Introducing or increasing user charges

User charges are increasingly being applied by governments and local communities to supplement general government revenues and to help control use of drugs. Often, however, user charge schemes have not been adapted in the light of experience and are not well managed. As a result, the poor and needy are often excluded, revenue replaces rather than supplements government funding, and drugs are often overprescribed.

It is not easy to make these schemes work well. Critical factors in their success have been: local control of revenue; effective and accountable management; constant or increasing levels of government funding; adequate protection or exemption mechanisms to ensure equitable access; reliable supplies of low-cost essential drugs of recognized quality; locally appropriate fee schedules; and phased implementation, beginning in larger hospitals or in some districts.

As user charges charge only the sick and do not generate any revenue from the healthy population, they usually fail to generate enough income for the health system as a whole. User charges are also known to have an anti-equity effect, as the poor are either excluded or pay a disproportionate part of their income for services. For this reason user charges alone cannot be recommended as a sustainable solution.

Development loans

Development loans can contribute to the development of the human and physical infrastructure for the health care system. However, obligatory counterpart contributions to donor-driven projects should not divert scarce public funding away from identified national priorities. Therefore, such investments should be made only when they clearly fit within the national drug policy and within the identified national priorities. It should be cautiously reviewed to finance recurrent costs, which would normally include drug supplies, through development loans.

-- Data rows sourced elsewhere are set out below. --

PR #22509, opened 2024-04-04
[WIP] Add GraalVM native-image profiler setup instructions

jbachorik:
### Merge instructions


content/en/profiler/enabling/java.md
```diff
@@ -131,7 +132,22 @@ java \
...
+   ```
+
+   **Note**: Only JFR based profiling is supported for the GraalVM native-image applications. None of the 'DDPROF'
+related configuration options is effective.
+
+{{% /collapse-content %}}
+
+   **Note**: The `-javaagent` argument needs to be before `-jar`, adding it as a JVM option rather than an application argument. For more information, see the [Oracle documentation][6]:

Foreign aid can be given to finance the development and implementation of a national drug policy, or to finance the implementation of some parts of the master plan. Donations may also be used to pay for high-priority commodities, such as vaccines or essential drugs for the neediest groups, or for treating diseases with a large public health impact.

Drug donations can save lives and reduce suffering, but only as a temporary measure. Donations do not create a sustainable financing system, and some may actually prevent or delay it. Guidelines for drug donations are discussed in Section 4.2.